Task instructions ▸ Word for word, copy the records that follow.

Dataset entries
══════

PR #3180, opened 2020-06-27
Fix systemd-nspawn detection

tallen116:
I am building an image based on RPi 0/1 4.5.1 utilizing systemd-nspawn.  The existing logic to determine chroot environments doesn't seem to hold true when utilizing systemd-nspawn container instead of the traditional chroot command.

I also ran into an issue when updating/compiling the xpad kernel driver.  I believe there is no reason to modprobe the kernel driver in a chroot environment.


joolswills:
Looks good. Thanks.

══════

Answer to this exercise ▸
PR #3180, opened 2020-06-27
Fix systemd-nspawn detection

tallen116:
I am building an image based on RPi 0/1 4.5.1 utilizing systemd-nspawn.  The existing logic to determine chroot environments doesn't seem to hold true when utilizing systemd-nspawn container instead of the traditional chroot command.

I also ran into an issue when updating/compiling the xpad kernel driver.  I believe there is no reason to modprobe the kernel driver in a chroot environment.


joolswills:
Looks good. Thanks.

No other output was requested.